• _TASK DESCRIPTION_: A single number is required: the count of lines in the following entries that include the word "function".

• _INPUT MATERIAL_:
▬▬▬▬▬▬▬▬▬▬

PR #195, opened 2024-07-13
Fix CI

ErikQQY:
JET CI seems failing because the possible runtime dispatch in NonlinearSolve.jl, so this PR only tests if JET fails for BoundaryValueDiffEq.jl.

Screenshot from 2024-07-13 16-24-23

### DIFF
--- a/benchmark/simple_pendulum.jl
+++ b/benchmark/simple_pendulum.jl
@@ -18,18 +18,31 @@ function bc_pendulum!(residual, u, p, t)
     return nothing
 end
 
+function bc_pendulum_mirk!(residual, u, p, t)
+    residual[1] = u[end ÷ 2][1] + π / 2
+    residual[2] = u[end][1] - π / 2
+    return nothing
+end
+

▬▬▬▬▬▬▬▬▬▬

• _EXERCISE RESULT_: 2